A friend is one that knows you as you are, understands where you have been, accepts what you have become, and still, gently allows you to grow.
~William Shakespeare

Tonight I am grateful for my friend, Pat. I have been a guest at her home these two days. We have been friends since college—for over 35 years now. When I think about my relationship with Pat, I have to smile. At the time I met her I was shy and somewhat socially awkward (though it pains me to admit that.) So the likelihood of my being good friends with anyone was relatively small. I had a small circle of friends in my residence hall at college—people who’d been attracted to my guitar playing and wandered into my room to listen and stayed to learn more about me. But outside of that group I didn’t know many people and though I wanted to connect more with the African American students on campus, I was too shy to find my way into the circle. I spoke acknowledgment to everyone I passed but did not make connections.

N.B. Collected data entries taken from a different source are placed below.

PR #15664, opened 2021-07-26
feat(appium): config file support

boneskull:
This is the first pass at support for config files for Appium.

There's quite a bit happening here:

- A JSON Schema v7 defines the shape of the config file _and_ is reused to define the command-line options (`lib/appium.schema.json`). Providing a JSON schema allows IDEs to automatically validate JSON config files (and YAML files too, but I haven't looked into exactly how this works) and provide contextual help and suggestions.  This is how something like an `.eslintrc.json` is validated by your IDE.
- A new module, `lib/config-file` exports some functions for loading the config file and schema.
- _Defaults_ (e.g., `--port=4723`) are defined _in the schema file_.
- Because we want the precedence CLI ARGS > CONFIG FILE > DEFAULTS, we cannot rely on `argparse` to handle defaults, since anything defined here will take precedence over a config file.  This behavior is changed so that `argparse` is no longer responsible for defaults.
- Currently, this supports "shared" options and options for `appium server` only (thus it's a WIP until I figure out plugin/driver options)
- Much of the hard-coded options in `lib/cli/args` were ripped out, since these are now defined in the schema
- Some options remain hardcoded in `lib/config.js` which are _not_ explicitly mentioned in the server args (e.g., some iOS-specific ones).  I am not sure what should happen with these, but they _look_ like they are leftovers from 1.x.
- Valid config files can be named `.appiumrc`, `.appiumrc.{cjs|js|json|yaml|yml}`, `appium.config.{js,cjs}`. Also the `appium` prop of the closest `package.json` can be used
- An invalid config file currently _throws_
- Human-readable and helpful error messages for config problems
- Pulled in `sinon-chai`
- Schema type declaration (`lib/appium-config.d.ts`) generated by `scripts/generate-schema-declaration.js` & [json-schema-to-typescript](https://npm.im/json-schema-to-typescript). This file is under VCS, but is automatically regenerated via pre-commit hook when the schema file has changed.  This file will be useful for consumers, but also type-checking the JS in the `config-file` module will fail w/o it.
- Could use more E2E tests _and_ a snapshot library, since we may be comparing rather large strings or objects.
- There are some samples.
- `driver-args` and `plugin-args` for now broken

* * * 

I wanted to get us discussing this, since I think supporting config files would be a huge win.  I kind of need it for my own sanity, too. 😄 

## Driver/Plugin-specific Config

Now, I have not touched anything to do with driver- or plugin-specific configuration, but this is how I envision it would work:

1. Drivers/plugins (hereby known as "_extensions_") will export one of the following, known hereby as an "_options declaration_":
    - A JSON schema file describing their own options, _OR_
    - An [Ajv](https://npm.im/ajv)-compatible object describing their own options.  If you've built a custom ESLint rule that accepts options, then you are familiar with the syntax--there's precedent for this sort of thing, anyway.
2. Based on the options declaration, Appium-the-CLI would accept and validate extension-specific options, and display them in `--help` as needed.
3. Appium-the-project would define any non-standard metadata fields for extensions to use in the options declaration.  We already have a couple (`appiumDest` means "the name of the object property on which to store this option"; `appiumAliases` define aliases for command-line options).  One may be `appiumConfigOnly` which would hide or disable the option from the CLI, but allow it in a config file/object.  This is mainly a matter of documentation and implementing whatever else we decide extensions need.
4. Extensions will do basic validation via the options declaration (e.g., this option must be an integer / email address / pass this regex), and this happens automatically for both config files and CLI flags.  But, like as seen in this PR, custom validation functions can be provided.
5. This would piggyback onto whatever was added in #15388.

Further (and this is not yet fully implemented, but stubbed out), extension-specific configuration could live in a user's config file:

```yaml
server:
  port: 31337
  # more server options
driver:
  # driver-specific options
  myDriver:
    foo: bar
plugin:
  # plugin-specific options
  myPlugin:
    baz: quux
```

Currently, we have users provide paths to external JSON config files or paste in raw JSON on the CLI (ugh).  Instead, they could use a single config file if they wish.  The current `driver-args` and `plugin-args` are **not implemented** in this PR, but we could use them for the old-style "external file", drop support entirely, soft-deprecate, etc.  Or just leave as-is in the name of backwards compat (which would necessitate adding them to the schema).

## Questions

- What do we think of the general idea of making the JSON schema the single source of truth (for most options)?
- What should the CLI do if it encounters an invalid config file?
- Would it be helpful to add a subcommand to validate a config file (I'm thinking _yes_)? Or better to live in `appium-doctor`?
- Does the proposal about handling extension (driver/plugins) options sound reasonable?
- I realize there is "TypeScript" creeping in here.  But _I will take a blood oath and promise I will not try to get us writing TypeScript_.  I am, however, a proponent of careful use of JS docstrings, which provides many benefits for the contributor, extension author, or anyone wishing to use Appium as a platform. The in-IDE TypeScript language server provides much more introspection ("intellisense") than traditional JSDoc.  We are also able to leverage third-party types (DefinitelyTyped) and any types published by our dependencies.  _Are you cool with this_? 

## Note

- We should also add a schema for the base server capabilities. Not sure if that should be its own schema.
- I don't think this is a good contender for a backport to 1.x, but happy to hear your thoughts.

This is a **draft** since it's incomplete & broken in the case of driver/plugin options.  In my testing, it seems to work OK otherwise.  You don't need to pick at the implementation (yet) but I _would_ like some general feedback otherwise.

cc @avynkhan

# **UPDATE** Sep 28 2021

> Description of latest changes from a236575dc4ec7638279044bbcfe102ae6dccad45

### Development
- Added many `@types/*` packages (and `type-fest`) for Intellisense and type-checking
- Added `sinon-chai` for making assertions on Sinon functions using Chai
- Added `rewiremock` for module-level mocking (improves unit test isolation)
- Added `through2` for a custom gulp task to convert `appium/lib/appium-config-schema.js` to a JSON file
- Added `json-schema-to-typescript` for converting aforementioned JSON file to a `.d.ts` file (which gets published)
### Production (applies to `appium` only)
- Added `libconfig` for multi-format config file loading, which is a smaller drop-in replacement for `cosmiconfig`
- Added `ajv` for schema support and validation
- Added `ajv-formats` to understand optional value formats (e.g., `ipv4`)
- Added `@sidvind/better-ajv-errors` which provides nice error output on the CLI if the config file is invalid

## New Modules of Note

- `lib/schema.js` consumes `ajv` to create and modify a schema
-  lib/config-file.js` consumes `lilconfig` to read config files, validate them against the schema, and provide the result as CLI args
- `lib/cli/schema-args.js` which serves as an adapter between the schema and `argparse`
- `lib/appium-config-schema.js` which is the root schema. Extensions add to this before it is registered & compiled by `ajv`.

## Modifications

- The single source of truth for the CLI _and_ config file options is the schema, with the caveats that:
    - Command-line arguments (for `appium server` are effectively a flat list, but the schema/config file is not.
    - Extension-specific configuration lives in an extension-type-specific property (`driver` or `plugin`) in the config file
        - Under each (`driver` or `plugin`), each extension may have a configuration section corresponding to the `automationName` ??
        - The shape of the extension-specific options _can_ be defined by a schema (and referenced in the `appium.schema` prop of the extension's `package.json`)
        - If an extension does not provide a schema, no validation will occur on any options found here -- TODO needs tests
    - This does _not_ affect _CLI commands_ added by extensions; only options for `server`.
- "Shared" options `appiumHome` and `log-filters` are removed
- TODO: Fully remove `pluginArgs` and `driverArgs` and pass in the proper values instead
- `lib/main.js`
    - Now exports a few public APIs
    - split into functions `init` and `main`.  `init` is intended to be run via a consumer, which does what the old `main` did up to starting the server.  This bisection is not perfect, as `init` still does some CLI-related things; it needs to be further broken up.
    - `driverConfig.read()` and `pluginConfig.read()` are now called in `lib/cli/parser.js`.
    - Merges the CLI args, config file args, and defaults, in that order of precedence.
- `lib/grid-register.js`
    - Supports embedded configuration instead of just a path to a JSON file.
    - Not clear to me if `nodeconfig` is a thing we need to keep?
- `lib/extension-config.js`
    - Given `APPIUM_HOME` is where we keep the extensions, this file now defines `APPIUM_HOME`. It is exported from the `appium` package.
- `lib/driver-config.js`
    - **Fix** the case where two drivers attempt to use the same name.  It appears this was intended, but did not work correctly.
    - Read, validate, and register the schema, if it exists.  TODO: We should probably not register the schema here, but validating it is reasonable.
- `lib/plugin-config.js`
    - **TODO**: Ensure this works with schemas
- `lib/config.js`
    - Remove unused validations (now occur via schema validation)
    - Rename `getNonDefaultArgs` to `getNonDefaultServerArgs` to be more specific
    - Rewrote `getNonDefaultServerArgs`, which became much more complicated due to adding a config file and schema defaults to the mix. Flexed my lodash-fu
- `lib/cli/parser.js`
    - Add another bit in the `parse_args()` monkeypatch which _unflattens_ the resulting `args` object for extensions.  `--driver-foo-bar=baz` would be stored in prop `driverFooBar`, but this moves it into `driver: {foo: {bar: 'baz'}}`, which will be provided to each appropriate extension (TODO)
    - `addExtensionsToParser` renamed to `addExtensionCommandsToParser` which is more specific.
    - Removed `getDefaultServerArgs` since those now come from the schema.
    - Removed shared args -- TODO: need to remove these from other functions as well; stubbed with empty array
    - `getParser` is now async.
    - TODO: `call to `utils.getExtensionArgs` (recently added) needs to be removed since `driverArgs` and `pluginArgs` no longer exist.
- `lib/cli/parser-helpers.js`
    - Allow security features to just be an array (as allowed in schema)
    - TODO: needs test
- `lib/cli/extension.js`
    - Use `APPIUM_HOME` exported from `lib/extension-config` instead of `args.appiumHome`
- `lib/cli/args.js`
    - Remove all server argument definitions in lieu of schema; leave a few that do not make sense in a config file (like `--config`, which determines the location of the config file!)
    - Server args are now pulled from the schema via a call to `toParserArgs()` with overrides for various validation functions (which are confusingly "types" in `argparse` parlance)
    - Instantiates the `DriverConfig` and `PluginConfig` instances, which are exported.  TODO: maybe move these into `extension-config`?? idk
- Tests
    - Added unit tests for `extension-config`, `grid-register` which were missing
    - Added unit tests for new `schema` and `schema-args` and `config-file` modules
    - Added e2e test for config file handling
    - Other necessary modifications
    - Fix path to `fake-driver` in `driver-e2e-specs`
    - Removed stuff from `parser-specs` which no longer applies

## Other

- Fixed fake-driver schema port definition (`min/max` to `minimum/maximum`)
- Added `scripts/generate-schema-declarations.js` which uses `json-schema-to-typescript` to create `appium-config.d.ts`
- Added config file samples in `.json` and `.yaml` formats
- Added custom gulp task to `appium/gulpfile.js` to generate schema in JSON format, since its "single source of truth" is actually just a big JS object
- Moved `appium` CLI-related tests into `test/cli`
- Added some declarations into `packages/appium/types`; the schema-related one is generated by the script mentioend above, but `types.d.ts` is just some stuff that was not expressible in a docstring


packages/appium/.appiumrc.json
```diff
@@ -0,0 +1,31 @@
+{
+  "server": {
+    "address": "0.0.0.0",
+    "port": 31337,
```
mykola-mokhnach, line 4: is it the new default port?

packages/appium/.appiumrc.json
```diff
@@ -0,0 +1,31 @@
...
+    "log": "/tmp/appium.log",
+    "log-no-colors": false,
+    "long-stacktrace": false,
+    "no-perms-check": false,
+    "nodeconfig": "",
+    "plugins": "all",
+    "relaxed-security": false,
+    "session-override": false,
+    "strict-caps":1,
+    "tmp": "/tmp",
```
mykola-mokhnach, line 27: would it work on Windows?

packages/appium/.appiumrc.json
```diff
@@ -0,0 +1,31 @@
+{
```
mykola-mokhnach, line 1: I prefer Yaml files more, since they support comments

packages/appium/lib/config-file.js
```diff
@@ -0,0 +1,293 @@
...
+        err.message = `Config file not found at user-provided path: ${filepath}`;
+      } else if (err instanceof SyntaxError) {
+        err.message = `Config file at user-provided path ${filepath} is invalid:\n${err.message}`;
+      }
+      throw err;
+    }
+  }
+  log.debug('No config file specified; searching...');
+  const result = await lc.search();
+  if (!result || !result.filepath) {
```
mykola-mokhnach, line 49: could be `!result?.filepath`

packages/appium/lib/config-file.js
```diff
@@ -0,0 +1,293 @@
...
+/**
+ * Inits Ajv, compiles the schema, and returns the validation function.
+ * Whenever this function is called, the validation function's `errors` property will be reset.
+ * If there are errors during validation, it will be set again.
+ */
+const validator = _.once(
+  /**
+   * @returns {import('ajv').ValidateFunction<import('./appium-config').AppiumConfigurationSchema>}
+   */
+  () => {
```
mykola-mokhnach, line 64: I prefer to use named functions in such context, since their names are visible in the debugger stack

packages/appium/lib/config-file.js
```diff
@@ -0,0 +1,293 @@
...
+    const {normalizeKeys = true, pretty = true} = opts;
+    /** @type {ReadConfigFileResult} */
+    let retval;
+    const errors = validateConfigFile(result.config);
+    if (errors.length) {
+      /** @type {string} */
+      let json;
+      try {
+        json = await fs.readFile(result.filepath, 'utf8');
+      } catch {}
```
mykola-mokhnach, line 111: is such syntax allowed?

packages/appium/lib/config-file.js
```diff
@@ -0,0 +1,293 @@
...
+ * Converts flag aliases to actual flags.
+ * Any flag shorter than 3 characters is prefixed with a single dash, otherwise two.
+ * @param {string} alias - A flag alias (e.g. `verbose`) to convert to a flag (e.g., `--verbose`)
+ * @throws {TypeError} If `alias` is falsy
+ */
+function aliasToFlag (alias) {
+  if (!alias) {
+    throw new TypeError('falsy alias value');
+  }
+  return alias.length < 3 ? `-${alias}` : `--${alias}`;
```
mykola-mokhnach, line 154: magic number here?

packages/appium/lib/main.js
```diff
@@ -21,7 +21,8 @@ import { runExtensionCommand } from './cli/extension';
 import { AppiumDriver } from './appium';
 import registerNode from './grid-register';
 import { inspectObject } from './utils';
-
+import { readConfigFile, getDefaultsFromSchema } from './config-file';
```
mykola-mokhnach, line 24: in the imports above spaces are missing before and after parentheses

packages/appium/lib/main.js
```diff
@@ -172,13 +169,34 @@ async function main (args = null) {
...
+  // the order of precendece is:
+  // 1. command line args
+  // 2. config file
+  // 3. defaults from config file
+  args = _.defaults(args, configResult.config?.server, getDefaultsFromSchema({prop: 'server'}));
+
   await logsinkInit(args);
 
+  if (configResult.config) {
+    const configFilepath = path.relative(process.cwd(), configResult.filepath);
```
mykola-mokhnach, line 189: is `filepath` always relative?

packages/appium/lib/main.js
```diff
@@ -172,13 +169,34 @@ async function main (args = null) {
...
+  }
+
   // if the user has requested the 'driver' CLI, don't run the normal server,
   // but instead pass control to the driver CLI
   if (args.subcommand === DRIVER_TYPE || args.subcommand === PLUGIN_TYPE) {
+    // TODO: extract driver/plugin-specific config from config file here, and merge
+    // it with the args.
     await runExtensionCommand(args, args.subcommand);
-    process.exit();
+    return;
```
mykola-mokhnach, line 199: why not to return?
does this change have anything to do with the original topic?

packages/appium/lib/config-file.js
```diff
@@ -0,0 +1,293 @@
...
+      const reason = betterAjvErrors(schema, result.config, errors, {
+        json,
+        format: pretty ? 'cli' : 'js',
+      });
+      retval = reason ? {...result, errors, reason} : {...result, errors};
+    } else {
+      retval = {...result, errors};
+    }
+    if (normalizeKeys) {
+      // XXX blah
```
mykola-mokhnach, line 121: ?

packages/appium/lib/config-file.js
```diff
@@ -0,0 +1,293 @@
...
+      retval.config = objectKeysToCamelCase(retval.config);
+      ['sever', 'plugin', 'driver'].forEach((key) => {
```
mykola-mokhnach, line 123: magic array?

packages/appium/lib/config-file.js
```diff
@@ -0,0 +1,293 @@
...
+    case 'integer':
+      argOpts.type = 'int';
+    // fallthrough
+    default:
+      if (assignDefaults) {
+        argOpts.default = subSchema.default ?? null;
+      }
+      break;
+  }
+  if (Array.isArray(subSchema.enum) && !_.isEmpty(subSchema.enum)) {
```
mykola-mokhnach, line 203: lodash also has _.isArray

packages/appium/lib/config.js
```diff
@@ -157,8 +158,9 @@ async function showConfig () {
 }
 
 function getNonDefaultArgs (parser, args) {
-  return parser.rawArgs.reduce((acc, [, {dest, default: defaultValue}]) => {
-    if (args[dest] && args[dest] !== defaultValue) {
+  const defaultsFromSchema = getDefaultsFromSchema({prop: 'server', assignDefaults: true});
+  return parser.rawArgs.reduce((acc, [, {dest}]) => {
+    if (args[dest] && args[dest] !== defaultsFromSchema[dest]) {
```
mykola-mokhnach, line 163: should we also check if `defaultsFromSchema[dest]` is defined?

packages/appium/lib/config.js
```diff
@@ -213,8 +215,6 @@ function validateServerArgs (parser, args) {
   }
 
   const validations = {
-    port: checkValidPort,
```
mykola-mokhnach, line 216: why these validators are removed?

packages/appium/test/config-schema.specs.cjs
```diff
@@ -0,0 +1,16 @@
+const Ajv = require('ajv');
```
mykola-mokhnach, line 1: is this file needed?

packages/appium/test/parser-specs.js
```diff
@@ -60,14 +60,14 @@ describe('Server Parser', function () {
     (() => {p.parse_args(['-dc', 'does/not/exist.json']);}).should.throw();
   });
   it('should parse --allow-insecure correctly', function () {
-    p.parse_args([]).allowInsecure.should.eql([]);
+    p.parse_args([]).should.have.property('allowInsecure', undefined);
```
mykola-mokhnach, line 63: does the parser in base driver code still work as expected if undefined is passed instead of an empty array?

packages/appium/.appiumrc.json
boneskull: lol, sorry, that was just for debugging

packages/appium/lib/config-file.js
boneskull: yes

packages/appium/lib/config-file.js
boneskull: indeed it is.

packages/appium/lib/config-file.js
boneskull: I mean... yes, sort of.  all of our aliases less than length 3 are usable with `-`, and anything longer is `--`.

packages/appium/lib/main.js
boneskull: I'm not sure I understand this question.  any filepath is always relative to the current working directory.  I can change this to display as absolute, but as far as I recall this was just for output.  config files _tend_ to be close to the cwd, practically speaking, so I thought it appropriate to display this way.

It might have continued this way until my graduation if fate hadn’t intervened. I was walking from my residence hall toward the center of our large campus. As I looked ahead on the path I could see a young woman coming toward me. I had seen her many times—she lived in my residence hall or one near it and I frequently passed her, always speaking as we passed. On this particular day, as we got closer, she walked deliberately over to me.

“Hello,” a warm smiled creased her lovely mocha-brown features, “We pass each other all the time but we’ve never met. My name is Alma.”
Alma means “soul” in Spanish, I thought to myself and smiling back, shook her hand. “I’m Terry.”
“Glad to meet you, Terry.”
“Likewise,” I smiled and after a moment I excused myself to head on to class, with a thanks to Alma for stopping to introduce herself.

That brief introduction had opened a door that I had been to shy to approach. Shortly after my encounter with Alma, I met Pat. Undoubtedly Alma was able to report to some of the other Black students in her circle that I indeed had a name and actually seemed at least friendly. Pat was one of those who directly or indirectly decided to find out. The rest, as they say, is history.

I am not quite sure how we became such good friends. We are temperamentally quite different and have distinctly different backgrounds and experiences. Yet we have such a heart connection that such differences do not register, especially after three decades of friendship. We’ve gone through marriages, divorces, and single parenthood together. We raised our sons together—Pat’s son is a few months younger than mine—commiserating on being single women trying to raise boys. I of course was also raising a daughter. Through many dangers, toils, and snares our friendship has endured. And though we lost touch with one another for a couple of years in the midst of some life drama Pat was experiencing as well as my own life challenges, we eventually reconnected and have not looked back. Separated by miles, we’ve maintained fairly regular contact, no more than a few weeks going by without some phone contact. We’re as likely to spend two hours on the phone in deep conversation as we are 30 minutes of quick catching up. Through it all, we make it work.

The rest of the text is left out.